How to reduce switching risk and how Best Business Loans can help

Tips to lower costs and disruption

Negotiate exit fees where possible and ask the incoming provider to contribute to transition costs as part of the commercial offer.

Arrange an overlapping period where both providers coordinate collections and payments to avoid funding gaps.

Questions to ask a prospective provider

Ask about advance rates, reserve policies, fee structure, debtor notification templates, integration times and experience with similar businesses.

Also confirm whether they accept existing security structures, and how they handle personal guarantees and legal charge releases.

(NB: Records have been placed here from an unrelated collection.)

PR #154, opened 2023-12-08
Feat/data 3498 switch sampling queries

KatzperWoz:
Tl;dr: Switch sampling queries, instead of querying sampled data we first create a transient table with sampled data and then fetch transient table to local memory. On top of that some code refactors.

Context:
The goal is to transition from storing temporary data in memory to storing it in Snowflake. 

During data extraction, Snowshu should utilize a previously created function to generate schemas and tables in Snowflake. After creating these schemas and tables, it should transfer data from the temporary tables into the relation.data attribute.

After processing the entire connected subgraph, the temporary schemas and tables in Snowflake should be cleaned up. 

The core part responsible for it is placed in ```graph_set_runner.py``` module.

On top of that there are some refactors making code easier to read and understand.

Test Plan:
If someone would like to test it, I'd recommend to install this package from source and later try to execute snowshu create function on one of snowflake repos eg. hu-dw-artifact, hu-dw-datawarehouse

### DIFF
--- a/snowshu/adapters/source_adapters/snowflake_adapter.py
+++ b/snowshu/adapters/source_adapters/snowflake_adapter.py
@@ -532,13 +532,11 @@ LIMIT {max_number_of_outliers})
                 'Adapter.get_connection called before setting Adapter.credentials')
 
         logger.debug(f'Acquiring {self.CLASSNAME} connection...')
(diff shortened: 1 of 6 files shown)


Gal40n04ek (approved):

glysav (approved):
This changes looks good to me. Works fine locally!

PR #155, opened 2023-12-13
Feat/data 3499 switch sampling references

KatzperWoz:
The main goal of this PR is to swich compilation of predicate_constraint_statement in snowflake instead of relation.data. On top of that it required a series of refactors to make it possible.

This Change:

- Refactor of predicate_constraint_statement and polymorphic_constraint_statement to make it work on Snowflake, not locally
- Refactor graph_set_runner and Relation to contain temp_schema name
- Refactor test_compiler.py so it doesn't rely on downstream methods
- Refactor test_snowflake_adapter.py to adjust to changes

Test Plan:
To test it, I'd recommend to run creation of snowshu replica in hu-dw-warehouse, including one general_relation and 3 different specified_relations (directional, bidirectional, polymorphic). Regarding massive amount of refactor changes in test_compiler.py, I'd recommend to check just 2-3 tests - the changes are similar in every test so it's more to understand whether suggested approach is acceptable.

### DIFF
--- a/snowshu/adapters/source_adapters/snowflake_adapter.py
+++ b/snowshu/adapters/source_adapters/snowflake_adapter.py
@@ -388,7 +388,7 @@ LIMIT {max_number_of_outliers})
                                          remote_key: str,
                                          local_type: str,
                                          local_type_match_val: str = None) -> str:
-        predicate = self.predicate_constraint_statement(relation, analyze, local_key, remote_key)
+        predicate = SnowflakeAdapter().predicate_constraint_statement(relation, analyze, local_key, remote_key)
         if local_type_match_val:
             type_match_val = local_type_match_val
         else:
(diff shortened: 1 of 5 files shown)


Gal40n04ek (approved):

snowshu/adapters/source_adapters/snowflake_adapter.py
```diff
@@ -335,49 +335,61 @@ def upstream_constraint_statement(relation: Relation,
...
+                )
+                if constraint_set.empty:
+                    raise ValueError(
+                        f"The constraint set for remote key {remote_key} "
+                        f"in {relation.temp_dot_notation} is empty."
+                    )
+                constraint_set = constraint_set.iloc[:, 0].tolist()[
+                    : SnowflakeAdapter.SNOWFLAKE_MAX_NUMBER_EXPR
+                ]
+                constraint_sql = ",".join(f"'{item}'" for item in constraint_set)
```
ArtemHU, line 363: why do we need to go with the trouble of building the list of keys like this(via a huge string)? can't we just switch it to a subquery? After all, all our processing steps are supposed to go to the snowflake.

ArtemHU (approved):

Why use Best Business Loans to manage a switch

Best Business Loans does not supply loans but helps UK SMEs identify compatible lenders or brokers and compare invoice finance options quickly.

We can save time by matching your business with providers experienced in your sector and by highlighting potential switching costs up front.

For a practical guide on different invoice finance products and to check which type fits your business, see our detailed invoice finance page: invoice finance.

Next steps — get a Quick Quote

If you’re considering a switch, submit a Quick Quote to get an eligibility check and tailored introductions to suitable providers.

Our service is free, independent and designed to help you compare options before committing to provider-specific legal or exit costs.

Compliance and clarity

Best Business Loans is an introducer that helps businesses find finance providers and does not provide credit or regulated financial advice.

We recommend seeking independent legal or regulated financial advice for contract novation, guarantees or complex facility structures.

Key takeaways

  • Yes — you can switch invoice finance providers, but expect legal steps, debtor transfer actions and possible exit costs.
  • Costs include exit fees, solicitor fees, reconciliation of reserves and potential short-term cashflow disruption.
  • Plan the switch, get formal offers, and coordinate novation and debtor notifications to minimise downtime.
  • Use an introducer like Best Business Loans to compare providers quickly and to understand likely switching costs before you commit.